» **WHAT YOU NEED TO DO**
Count the lines holding the string "wait" in the records, and give only the count.

» **ENTRIES PROVIDED**
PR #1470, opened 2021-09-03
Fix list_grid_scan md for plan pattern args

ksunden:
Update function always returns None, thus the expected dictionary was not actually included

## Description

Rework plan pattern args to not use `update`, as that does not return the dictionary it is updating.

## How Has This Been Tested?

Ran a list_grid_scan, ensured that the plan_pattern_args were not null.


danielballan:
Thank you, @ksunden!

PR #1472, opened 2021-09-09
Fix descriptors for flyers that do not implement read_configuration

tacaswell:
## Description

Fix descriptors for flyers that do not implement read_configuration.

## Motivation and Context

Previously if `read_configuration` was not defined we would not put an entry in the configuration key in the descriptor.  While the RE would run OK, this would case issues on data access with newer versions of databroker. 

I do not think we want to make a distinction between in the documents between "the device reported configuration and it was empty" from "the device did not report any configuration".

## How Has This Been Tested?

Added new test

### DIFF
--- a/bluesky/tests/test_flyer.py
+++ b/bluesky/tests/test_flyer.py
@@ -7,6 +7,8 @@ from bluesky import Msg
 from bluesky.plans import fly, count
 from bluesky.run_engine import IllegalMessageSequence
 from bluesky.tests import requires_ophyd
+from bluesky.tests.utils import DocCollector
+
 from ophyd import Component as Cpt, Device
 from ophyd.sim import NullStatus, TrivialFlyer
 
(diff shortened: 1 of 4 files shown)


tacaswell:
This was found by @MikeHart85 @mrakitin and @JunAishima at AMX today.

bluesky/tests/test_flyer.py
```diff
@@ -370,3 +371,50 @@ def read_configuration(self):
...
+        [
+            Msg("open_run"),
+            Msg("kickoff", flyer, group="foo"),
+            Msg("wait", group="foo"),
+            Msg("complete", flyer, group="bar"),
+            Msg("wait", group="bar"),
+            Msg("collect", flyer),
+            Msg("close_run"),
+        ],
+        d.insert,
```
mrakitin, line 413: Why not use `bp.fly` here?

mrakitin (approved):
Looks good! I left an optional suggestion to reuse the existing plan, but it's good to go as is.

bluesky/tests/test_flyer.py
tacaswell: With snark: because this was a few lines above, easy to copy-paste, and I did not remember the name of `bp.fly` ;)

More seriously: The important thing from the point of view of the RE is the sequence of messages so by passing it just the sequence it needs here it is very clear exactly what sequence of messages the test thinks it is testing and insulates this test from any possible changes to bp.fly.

--

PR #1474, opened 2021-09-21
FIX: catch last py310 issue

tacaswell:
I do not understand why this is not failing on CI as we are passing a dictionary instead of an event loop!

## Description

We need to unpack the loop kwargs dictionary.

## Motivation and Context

» **THE COMPLETED TASK**
2